> **TASK BRIEF**: Could you find each line of the data below that contains the word "https" and copy those lines?

> **SUPPLIED MATERIAL**:
PR #253, opened 2022-05-27
Suggestion: Build on schedule once per month

Lewiscowles1986:


YOU54F:
Nice thanks buddy, any chance you could 

1. force push with a re-written commit message `chore: xyz`
2. add a comment next to the cron, just so it is easy to grok for us non computers :) or just add a link to crontab guru https://crontab.guru/#0_6_1

Lewiscowles1986:
In the editor for GitHub it has a hover explanation. Sadly not the viewer, only the editor 😆 .

image
https://github.com/Lewiscowles1986/pact-php/edit/suggestion/build-on-schedule-once-per-month/.github/workflows/build.yml?pr=%2Fpact-foundation%2Fpact-php%2Fpull%2F253

YOU54F:
Yes please https://github.com/pact-foundation/pact-php/pull/253#issuecomment-1139626738 not everyone will be editing via the GUI (that is a sweet touch tho), some still prefer vim/emacs, and I use vscode, there is probably an extension if it doesn't natively show it.

Lewiscowles1986:
Updated so that the comment is there btw @YOU54F

YOU54F:
nice one fella!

> **PROBLEM SOLUTION**:
2. add a comment next to the cron, just so it is easy to grok for us non computers :) or just add a link to crontab guru https://crontab.guru/#0_6_1
https://github.com/Lewiscowles1986/pact-php/edit/suggestion/build-on-schedule-once-per-month/.github/workflows/build.yml?pr=%2Fpact-foundation%2Fpact-php%2Fpull%2F253
Yes please https://github.com/pact-foundation/pact-php/pull/253#issuecomment-1139626738 not everyone will be editing via the GUI (that is a sweet touch tho), some still prefer vim/emacs, and I use vscode, there is probably an extension if it doesn't natively show it.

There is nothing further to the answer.